DATASET EXTRACT:

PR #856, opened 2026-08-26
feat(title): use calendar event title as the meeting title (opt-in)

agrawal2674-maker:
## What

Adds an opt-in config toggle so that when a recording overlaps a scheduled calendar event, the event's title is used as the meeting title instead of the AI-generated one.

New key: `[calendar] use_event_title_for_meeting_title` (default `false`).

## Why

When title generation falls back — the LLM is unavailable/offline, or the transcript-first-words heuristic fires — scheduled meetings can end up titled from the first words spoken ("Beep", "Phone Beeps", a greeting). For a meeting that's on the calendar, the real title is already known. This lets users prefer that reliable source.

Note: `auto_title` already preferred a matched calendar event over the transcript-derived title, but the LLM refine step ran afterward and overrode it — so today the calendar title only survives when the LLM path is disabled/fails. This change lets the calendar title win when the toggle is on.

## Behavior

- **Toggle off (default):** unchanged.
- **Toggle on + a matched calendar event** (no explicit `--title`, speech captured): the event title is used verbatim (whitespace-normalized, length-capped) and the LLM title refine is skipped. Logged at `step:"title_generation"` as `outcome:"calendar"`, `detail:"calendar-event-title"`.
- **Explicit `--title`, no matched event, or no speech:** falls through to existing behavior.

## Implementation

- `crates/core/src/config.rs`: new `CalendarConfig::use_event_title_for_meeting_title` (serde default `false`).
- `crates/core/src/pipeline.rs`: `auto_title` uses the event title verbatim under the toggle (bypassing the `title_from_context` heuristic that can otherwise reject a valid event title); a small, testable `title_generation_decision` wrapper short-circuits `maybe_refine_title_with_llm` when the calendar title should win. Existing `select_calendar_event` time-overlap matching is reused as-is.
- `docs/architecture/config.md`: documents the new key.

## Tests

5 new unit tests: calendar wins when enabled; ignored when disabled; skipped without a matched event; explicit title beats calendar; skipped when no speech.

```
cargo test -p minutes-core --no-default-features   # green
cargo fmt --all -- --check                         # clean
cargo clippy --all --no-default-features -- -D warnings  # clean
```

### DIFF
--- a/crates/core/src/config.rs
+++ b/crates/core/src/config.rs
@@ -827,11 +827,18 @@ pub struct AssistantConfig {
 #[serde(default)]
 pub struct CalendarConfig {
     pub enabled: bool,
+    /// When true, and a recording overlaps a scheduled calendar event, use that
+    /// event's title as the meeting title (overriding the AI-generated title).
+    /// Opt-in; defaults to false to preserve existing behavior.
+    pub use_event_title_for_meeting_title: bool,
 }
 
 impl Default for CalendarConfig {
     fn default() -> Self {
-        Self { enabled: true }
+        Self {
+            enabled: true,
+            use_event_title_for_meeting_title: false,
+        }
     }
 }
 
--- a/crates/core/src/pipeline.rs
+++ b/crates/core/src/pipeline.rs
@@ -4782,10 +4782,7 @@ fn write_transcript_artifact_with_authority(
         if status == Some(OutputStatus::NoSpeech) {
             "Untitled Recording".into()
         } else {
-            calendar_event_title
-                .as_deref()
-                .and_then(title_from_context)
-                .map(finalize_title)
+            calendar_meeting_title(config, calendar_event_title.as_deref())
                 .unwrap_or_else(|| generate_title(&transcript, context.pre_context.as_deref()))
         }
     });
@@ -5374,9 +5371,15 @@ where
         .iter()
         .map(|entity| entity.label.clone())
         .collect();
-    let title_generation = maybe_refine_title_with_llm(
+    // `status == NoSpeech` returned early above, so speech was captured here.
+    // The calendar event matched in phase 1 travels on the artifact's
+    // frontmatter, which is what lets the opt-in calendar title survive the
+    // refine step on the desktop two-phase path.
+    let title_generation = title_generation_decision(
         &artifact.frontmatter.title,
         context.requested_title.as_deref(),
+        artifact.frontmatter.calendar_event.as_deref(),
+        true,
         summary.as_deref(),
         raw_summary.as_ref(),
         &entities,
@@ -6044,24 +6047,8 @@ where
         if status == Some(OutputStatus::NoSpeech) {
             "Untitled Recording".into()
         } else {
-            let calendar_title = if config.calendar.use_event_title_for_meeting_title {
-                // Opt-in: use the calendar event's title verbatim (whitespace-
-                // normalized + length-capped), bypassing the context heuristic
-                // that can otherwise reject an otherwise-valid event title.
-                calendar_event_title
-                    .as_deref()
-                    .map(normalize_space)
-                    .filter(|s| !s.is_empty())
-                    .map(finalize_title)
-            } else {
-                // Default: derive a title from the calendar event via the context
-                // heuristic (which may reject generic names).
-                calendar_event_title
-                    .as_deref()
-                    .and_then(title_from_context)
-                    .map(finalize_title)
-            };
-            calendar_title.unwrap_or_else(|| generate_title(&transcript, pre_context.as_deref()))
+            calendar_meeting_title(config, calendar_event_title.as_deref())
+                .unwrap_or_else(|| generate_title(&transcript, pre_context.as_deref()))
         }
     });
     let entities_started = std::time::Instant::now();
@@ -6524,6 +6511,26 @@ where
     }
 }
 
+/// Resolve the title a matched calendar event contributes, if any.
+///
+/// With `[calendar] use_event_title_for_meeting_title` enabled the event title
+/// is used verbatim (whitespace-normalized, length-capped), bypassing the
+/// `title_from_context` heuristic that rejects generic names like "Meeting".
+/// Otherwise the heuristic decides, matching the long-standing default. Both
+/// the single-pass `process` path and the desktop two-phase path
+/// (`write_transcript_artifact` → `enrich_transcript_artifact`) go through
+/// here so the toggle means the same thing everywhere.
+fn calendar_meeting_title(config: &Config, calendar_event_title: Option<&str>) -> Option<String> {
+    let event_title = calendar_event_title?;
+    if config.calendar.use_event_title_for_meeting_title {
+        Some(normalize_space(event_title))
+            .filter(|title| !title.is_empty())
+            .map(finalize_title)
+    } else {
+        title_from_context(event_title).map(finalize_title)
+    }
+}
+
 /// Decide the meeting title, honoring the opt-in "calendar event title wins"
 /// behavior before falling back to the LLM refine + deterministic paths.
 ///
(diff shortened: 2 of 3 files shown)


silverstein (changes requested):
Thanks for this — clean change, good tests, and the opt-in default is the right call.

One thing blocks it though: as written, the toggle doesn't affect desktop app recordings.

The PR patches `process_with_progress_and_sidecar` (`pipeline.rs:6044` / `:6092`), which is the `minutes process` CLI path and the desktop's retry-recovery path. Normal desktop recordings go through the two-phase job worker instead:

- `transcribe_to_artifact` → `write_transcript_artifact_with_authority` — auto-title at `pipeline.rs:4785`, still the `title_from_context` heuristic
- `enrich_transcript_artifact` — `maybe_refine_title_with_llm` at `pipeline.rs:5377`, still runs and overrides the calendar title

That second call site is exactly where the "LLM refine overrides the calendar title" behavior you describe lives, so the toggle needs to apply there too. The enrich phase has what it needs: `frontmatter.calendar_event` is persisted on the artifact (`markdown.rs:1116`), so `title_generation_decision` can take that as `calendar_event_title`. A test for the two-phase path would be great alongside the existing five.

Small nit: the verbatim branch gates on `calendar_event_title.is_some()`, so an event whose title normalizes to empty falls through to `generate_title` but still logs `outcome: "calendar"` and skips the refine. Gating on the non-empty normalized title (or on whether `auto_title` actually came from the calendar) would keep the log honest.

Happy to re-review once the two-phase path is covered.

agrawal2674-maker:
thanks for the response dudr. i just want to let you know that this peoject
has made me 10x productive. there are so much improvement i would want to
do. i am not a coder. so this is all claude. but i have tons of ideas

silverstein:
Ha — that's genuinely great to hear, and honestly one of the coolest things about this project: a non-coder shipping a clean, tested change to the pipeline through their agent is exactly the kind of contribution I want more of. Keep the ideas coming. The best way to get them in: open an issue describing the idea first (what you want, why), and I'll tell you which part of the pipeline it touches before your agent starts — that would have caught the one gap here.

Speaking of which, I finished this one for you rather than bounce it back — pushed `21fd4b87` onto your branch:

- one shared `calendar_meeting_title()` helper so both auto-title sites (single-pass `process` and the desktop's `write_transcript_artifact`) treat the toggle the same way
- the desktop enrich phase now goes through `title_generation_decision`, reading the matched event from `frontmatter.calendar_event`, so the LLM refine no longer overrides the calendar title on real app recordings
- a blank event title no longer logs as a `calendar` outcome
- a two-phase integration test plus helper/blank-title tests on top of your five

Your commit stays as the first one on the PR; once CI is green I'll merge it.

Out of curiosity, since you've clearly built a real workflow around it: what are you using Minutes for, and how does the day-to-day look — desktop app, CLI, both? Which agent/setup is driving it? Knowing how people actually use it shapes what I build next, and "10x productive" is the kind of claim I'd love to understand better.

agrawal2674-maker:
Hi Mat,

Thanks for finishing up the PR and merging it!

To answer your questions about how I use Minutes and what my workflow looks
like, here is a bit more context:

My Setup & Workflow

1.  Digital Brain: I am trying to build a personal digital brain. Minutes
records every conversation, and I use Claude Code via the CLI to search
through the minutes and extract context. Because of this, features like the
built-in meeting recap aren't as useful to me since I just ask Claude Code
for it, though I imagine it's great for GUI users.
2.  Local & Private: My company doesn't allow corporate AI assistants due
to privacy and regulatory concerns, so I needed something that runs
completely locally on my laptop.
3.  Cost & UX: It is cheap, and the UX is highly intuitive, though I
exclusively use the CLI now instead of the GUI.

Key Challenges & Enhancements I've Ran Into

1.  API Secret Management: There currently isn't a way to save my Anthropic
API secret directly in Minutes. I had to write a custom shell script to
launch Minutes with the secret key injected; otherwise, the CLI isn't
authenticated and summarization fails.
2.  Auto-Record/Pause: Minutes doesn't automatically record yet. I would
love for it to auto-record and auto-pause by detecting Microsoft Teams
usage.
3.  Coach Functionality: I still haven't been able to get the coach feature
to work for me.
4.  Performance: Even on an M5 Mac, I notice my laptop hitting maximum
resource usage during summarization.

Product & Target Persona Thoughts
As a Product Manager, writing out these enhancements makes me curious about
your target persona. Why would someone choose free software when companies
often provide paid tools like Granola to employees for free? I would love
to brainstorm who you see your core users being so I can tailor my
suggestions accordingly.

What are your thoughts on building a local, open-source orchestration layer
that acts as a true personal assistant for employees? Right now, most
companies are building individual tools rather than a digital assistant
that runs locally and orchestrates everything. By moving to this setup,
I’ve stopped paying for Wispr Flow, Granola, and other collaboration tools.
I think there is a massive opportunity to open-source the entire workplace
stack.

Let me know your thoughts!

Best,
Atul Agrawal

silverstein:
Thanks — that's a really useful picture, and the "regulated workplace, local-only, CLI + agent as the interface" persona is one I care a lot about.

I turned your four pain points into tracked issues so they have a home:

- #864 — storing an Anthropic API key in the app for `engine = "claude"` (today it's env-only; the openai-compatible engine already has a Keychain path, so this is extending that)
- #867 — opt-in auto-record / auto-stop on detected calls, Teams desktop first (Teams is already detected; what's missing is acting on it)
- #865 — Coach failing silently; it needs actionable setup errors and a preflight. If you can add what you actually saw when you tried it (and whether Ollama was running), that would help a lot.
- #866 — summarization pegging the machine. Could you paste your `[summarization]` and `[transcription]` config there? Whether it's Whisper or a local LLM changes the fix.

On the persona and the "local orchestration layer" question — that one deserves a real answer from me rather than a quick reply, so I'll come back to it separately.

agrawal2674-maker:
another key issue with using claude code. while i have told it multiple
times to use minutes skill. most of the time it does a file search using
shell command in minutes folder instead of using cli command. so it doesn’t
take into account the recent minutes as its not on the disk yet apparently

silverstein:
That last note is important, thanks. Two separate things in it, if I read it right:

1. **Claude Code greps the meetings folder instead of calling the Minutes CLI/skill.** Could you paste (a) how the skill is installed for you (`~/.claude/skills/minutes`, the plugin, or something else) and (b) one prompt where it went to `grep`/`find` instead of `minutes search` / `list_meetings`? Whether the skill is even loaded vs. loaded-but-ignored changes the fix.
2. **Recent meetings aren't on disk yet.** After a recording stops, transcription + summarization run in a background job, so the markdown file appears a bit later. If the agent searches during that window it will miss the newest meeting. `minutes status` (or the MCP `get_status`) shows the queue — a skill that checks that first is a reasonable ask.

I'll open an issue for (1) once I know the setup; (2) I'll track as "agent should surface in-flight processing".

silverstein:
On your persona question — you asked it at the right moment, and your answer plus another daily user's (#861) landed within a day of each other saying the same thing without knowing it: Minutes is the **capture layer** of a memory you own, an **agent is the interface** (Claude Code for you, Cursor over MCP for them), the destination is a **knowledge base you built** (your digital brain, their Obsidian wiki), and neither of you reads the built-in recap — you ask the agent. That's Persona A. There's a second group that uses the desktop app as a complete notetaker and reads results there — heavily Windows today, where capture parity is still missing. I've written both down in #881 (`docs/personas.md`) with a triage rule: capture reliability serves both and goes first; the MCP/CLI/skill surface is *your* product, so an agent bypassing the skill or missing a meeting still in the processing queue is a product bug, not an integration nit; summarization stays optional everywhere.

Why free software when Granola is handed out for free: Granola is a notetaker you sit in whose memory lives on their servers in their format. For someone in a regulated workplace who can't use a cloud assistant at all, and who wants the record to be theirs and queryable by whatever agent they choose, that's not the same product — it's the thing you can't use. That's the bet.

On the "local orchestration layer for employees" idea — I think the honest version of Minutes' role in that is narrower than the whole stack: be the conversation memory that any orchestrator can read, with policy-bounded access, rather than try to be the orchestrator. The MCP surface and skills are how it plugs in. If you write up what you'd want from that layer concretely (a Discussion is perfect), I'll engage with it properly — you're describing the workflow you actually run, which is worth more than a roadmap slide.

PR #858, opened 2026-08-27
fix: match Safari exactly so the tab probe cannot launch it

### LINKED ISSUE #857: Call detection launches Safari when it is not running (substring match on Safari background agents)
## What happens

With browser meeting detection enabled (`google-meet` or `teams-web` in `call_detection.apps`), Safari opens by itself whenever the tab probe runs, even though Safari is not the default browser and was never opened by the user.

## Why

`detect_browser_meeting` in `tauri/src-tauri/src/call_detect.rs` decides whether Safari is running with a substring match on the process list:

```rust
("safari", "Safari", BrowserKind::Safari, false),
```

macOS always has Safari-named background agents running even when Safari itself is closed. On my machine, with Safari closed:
==
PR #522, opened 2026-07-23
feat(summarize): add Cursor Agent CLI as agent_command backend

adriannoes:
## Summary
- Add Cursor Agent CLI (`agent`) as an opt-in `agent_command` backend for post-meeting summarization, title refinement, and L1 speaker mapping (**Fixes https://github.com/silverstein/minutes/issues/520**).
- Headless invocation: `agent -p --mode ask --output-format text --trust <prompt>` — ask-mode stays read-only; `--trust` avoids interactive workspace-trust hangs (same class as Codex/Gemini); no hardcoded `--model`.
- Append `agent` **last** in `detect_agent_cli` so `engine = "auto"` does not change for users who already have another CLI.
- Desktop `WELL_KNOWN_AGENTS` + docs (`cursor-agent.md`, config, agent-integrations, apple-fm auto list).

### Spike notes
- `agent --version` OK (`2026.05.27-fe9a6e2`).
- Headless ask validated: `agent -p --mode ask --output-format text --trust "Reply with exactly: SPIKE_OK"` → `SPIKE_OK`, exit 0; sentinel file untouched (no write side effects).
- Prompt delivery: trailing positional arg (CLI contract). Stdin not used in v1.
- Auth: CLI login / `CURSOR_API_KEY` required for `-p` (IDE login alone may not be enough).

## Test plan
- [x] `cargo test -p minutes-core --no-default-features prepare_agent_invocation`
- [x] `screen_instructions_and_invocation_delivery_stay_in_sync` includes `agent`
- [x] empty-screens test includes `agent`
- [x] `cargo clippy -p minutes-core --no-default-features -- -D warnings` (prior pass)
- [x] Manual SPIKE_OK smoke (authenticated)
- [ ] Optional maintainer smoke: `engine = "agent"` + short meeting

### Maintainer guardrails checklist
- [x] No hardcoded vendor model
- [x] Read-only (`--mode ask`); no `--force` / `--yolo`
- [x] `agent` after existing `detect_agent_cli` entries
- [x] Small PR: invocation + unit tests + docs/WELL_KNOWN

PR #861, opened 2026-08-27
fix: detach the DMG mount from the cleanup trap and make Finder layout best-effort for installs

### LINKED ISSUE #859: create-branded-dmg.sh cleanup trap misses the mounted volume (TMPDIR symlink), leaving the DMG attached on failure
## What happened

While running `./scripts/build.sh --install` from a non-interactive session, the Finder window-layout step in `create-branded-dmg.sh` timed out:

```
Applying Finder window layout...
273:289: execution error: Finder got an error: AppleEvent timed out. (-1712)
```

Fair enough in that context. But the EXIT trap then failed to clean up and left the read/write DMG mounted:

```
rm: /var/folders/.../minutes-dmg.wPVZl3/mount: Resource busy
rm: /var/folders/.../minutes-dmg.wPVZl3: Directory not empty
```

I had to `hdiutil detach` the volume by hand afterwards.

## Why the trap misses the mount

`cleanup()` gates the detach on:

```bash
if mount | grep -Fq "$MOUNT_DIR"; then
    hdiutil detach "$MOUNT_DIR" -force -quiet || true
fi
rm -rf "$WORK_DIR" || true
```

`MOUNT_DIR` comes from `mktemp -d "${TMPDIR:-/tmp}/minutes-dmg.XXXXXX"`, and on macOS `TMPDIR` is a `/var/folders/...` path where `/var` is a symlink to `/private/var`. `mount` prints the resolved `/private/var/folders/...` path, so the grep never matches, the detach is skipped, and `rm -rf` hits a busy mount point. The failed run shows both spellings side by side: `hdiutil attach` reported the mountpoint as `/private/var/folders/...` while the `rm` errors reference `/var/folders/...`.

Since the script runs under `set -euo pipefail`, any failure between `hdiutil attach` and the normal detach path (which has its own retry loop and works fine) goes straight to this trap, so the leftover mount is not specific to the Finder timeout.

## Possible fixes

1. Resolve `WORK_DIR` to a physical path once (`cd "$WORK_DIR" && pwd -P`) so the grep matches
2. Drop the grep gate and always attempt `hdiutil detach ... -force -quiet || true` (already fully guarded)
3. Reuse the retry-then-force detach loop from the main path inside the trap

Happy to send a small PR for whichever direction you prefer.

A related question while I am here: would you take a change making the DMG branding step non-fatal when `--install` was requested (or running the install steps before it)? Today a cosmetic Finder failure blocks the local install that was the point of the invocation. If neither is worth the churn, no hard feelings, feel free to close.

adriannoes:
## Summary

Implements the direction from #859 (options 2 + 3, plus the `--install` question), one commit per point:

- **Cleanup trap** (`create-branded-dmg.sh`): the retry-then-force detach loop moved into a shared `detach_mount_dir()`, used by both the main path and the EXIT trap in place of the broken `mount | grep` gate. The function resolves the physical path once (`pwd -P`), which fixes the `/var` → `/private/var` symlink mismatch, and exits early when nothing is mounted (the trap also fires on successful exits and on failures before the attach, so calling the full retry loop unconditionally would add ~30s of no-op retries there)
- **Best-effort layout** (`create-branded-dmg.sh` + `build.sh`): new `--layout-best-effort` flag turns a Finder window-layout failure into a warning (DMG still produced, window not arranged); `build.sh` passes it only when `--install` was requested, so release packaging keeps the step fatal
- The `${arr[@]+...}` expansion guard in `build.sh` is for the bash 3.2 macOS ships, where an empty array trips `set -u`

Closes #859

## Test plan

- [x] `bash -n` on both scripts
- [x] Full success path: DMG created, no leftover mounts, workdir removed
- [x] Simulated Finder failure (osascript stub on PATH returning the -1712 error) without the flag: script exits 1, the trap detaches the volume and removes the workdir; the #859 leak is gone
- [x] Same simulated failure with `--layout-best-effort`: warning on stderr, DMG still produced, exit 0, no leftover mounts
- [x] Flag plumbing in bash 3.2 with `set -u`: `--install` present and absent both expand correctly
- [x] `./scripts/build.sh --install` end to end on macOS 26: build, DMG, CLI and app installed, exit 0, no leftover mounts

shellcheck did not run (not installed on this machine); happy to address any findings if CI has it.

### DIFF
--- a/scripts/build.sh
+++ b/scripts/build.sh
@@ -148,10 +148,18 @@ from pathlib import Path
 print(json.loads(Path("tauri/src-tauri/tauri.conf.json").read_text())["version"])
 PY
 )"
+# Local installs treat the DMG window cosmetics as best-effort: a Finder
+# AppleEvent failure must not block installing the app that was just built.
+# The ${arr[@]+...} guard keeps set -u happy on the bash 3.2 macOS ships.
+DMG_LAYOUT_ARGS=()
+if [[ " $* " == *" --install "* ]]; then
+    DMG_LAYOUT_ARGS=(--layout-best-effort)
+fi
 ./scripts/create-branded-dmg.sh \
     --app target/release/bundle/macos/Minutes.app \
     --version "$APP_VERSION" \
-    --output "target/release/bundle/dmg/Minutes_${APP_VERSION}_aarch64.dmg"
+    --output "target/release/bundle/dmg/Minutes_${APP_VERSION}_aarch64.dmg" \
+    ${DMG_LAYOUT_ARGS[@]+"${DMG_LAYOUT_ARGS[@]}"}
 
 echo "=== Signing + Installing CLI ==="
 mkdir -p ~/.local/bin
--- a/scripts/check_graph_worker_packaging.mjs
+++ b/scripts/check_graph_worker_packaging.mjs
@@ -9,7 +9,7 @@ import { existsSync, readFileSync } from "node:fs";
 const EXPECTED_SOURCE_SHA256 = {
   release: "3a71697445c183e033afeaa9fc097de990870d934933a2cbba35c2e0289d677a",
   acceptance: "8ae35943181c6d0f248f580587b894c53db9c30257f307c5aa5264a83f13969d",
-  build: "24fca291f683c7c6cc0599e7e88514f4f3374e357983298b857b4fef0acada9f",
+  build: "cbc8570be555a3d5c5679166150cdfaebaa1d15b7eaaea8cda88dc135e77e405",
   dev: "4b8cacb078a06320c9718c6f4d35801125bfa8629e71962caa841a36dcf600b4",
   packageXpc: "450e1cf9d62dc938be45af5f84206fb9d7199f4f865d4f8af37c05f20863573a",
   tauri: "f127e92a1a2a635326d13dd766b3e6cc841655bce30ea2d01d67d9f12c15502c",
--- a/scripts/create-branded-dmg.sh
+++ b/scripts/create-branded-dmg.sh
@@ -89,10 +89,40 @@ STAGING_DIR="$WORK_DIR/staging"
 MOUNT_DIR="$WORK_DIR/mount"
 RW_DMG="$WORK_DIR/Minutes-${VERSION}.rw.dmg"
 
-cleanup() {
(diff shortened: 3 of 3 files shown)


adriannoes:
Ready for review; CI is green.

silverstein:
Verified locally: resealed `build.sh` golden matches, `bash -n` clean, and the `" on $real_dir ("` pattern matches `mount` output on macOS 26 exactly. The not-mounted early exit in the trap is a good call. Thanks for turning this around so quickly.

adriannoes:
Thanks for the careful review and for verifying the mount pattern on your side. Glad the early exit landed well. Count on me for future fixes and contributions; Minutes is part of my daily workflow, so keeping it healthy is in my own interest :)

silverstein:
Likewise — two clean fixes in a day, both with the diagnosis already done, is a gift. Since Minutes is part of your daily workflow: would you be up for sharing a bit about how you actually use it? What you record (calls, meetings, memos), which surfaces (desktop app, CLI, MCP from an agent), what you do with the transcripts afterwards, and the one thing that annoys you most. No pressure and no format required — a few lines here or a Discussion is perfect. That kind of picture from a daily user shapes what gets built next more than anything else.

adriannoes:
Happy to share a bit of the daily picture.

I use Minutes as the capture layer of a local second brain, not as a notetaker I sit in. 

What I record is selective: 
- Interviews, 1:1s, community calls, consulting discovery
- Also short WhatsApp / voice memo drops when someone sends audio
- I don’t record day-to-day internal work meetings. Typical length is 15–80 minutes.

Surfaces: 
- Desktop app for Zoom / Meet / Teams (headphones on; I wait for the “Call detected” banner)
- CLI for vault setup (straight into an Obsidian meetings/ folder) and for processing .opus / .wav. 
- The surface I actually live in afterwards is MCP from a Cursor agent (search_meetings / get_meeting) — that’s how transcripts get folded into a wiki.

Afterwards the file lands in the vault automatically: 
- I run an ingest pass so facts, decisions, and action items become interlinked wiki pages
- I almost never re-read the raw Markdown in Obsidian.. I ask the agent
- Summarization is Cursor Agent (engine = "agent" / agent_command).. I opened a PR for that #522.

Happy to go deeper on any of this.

AIM OF THE EXERCISE: Copy back the listing above exactly, but only from the line with "I think there" through the line with "- #866 — summarization", both ends included.

WORKED SOLUTION:
I think there is a massive opportunity to open-source the entire workplace
stack.

Let me know your thoughts!

Best,
Atul Agrawal

silverstein:
Thanks — that's a really useful picture, and the "regulated workplace, local-only, CLI + agent as the interface" persona is one I care a lot about.

I turned your four pain points into tracked issues so they have a home:

- #864 — storing an Anthropic API key in the app for `engine = "claude"` (today it's env-only; the openai-compatible engine already has a Keychain path, so this is extending that)
- #867 — opt-in auto-record / auto-stop on detected calls, Teams desktop first (Teams is already detected; what's missing is acting on it)
- #865 — Coach failing silently; it needs actionable setup errors and a preflight. If you can add what you actually saw when you tried it (and whether Ollama was running), that would help a lot.
- #866 — summarization pegging the machine. Could you paste your `[summarization]` and `[transcription]` config there? Whether it's Whisper or a local LLM changes the fix.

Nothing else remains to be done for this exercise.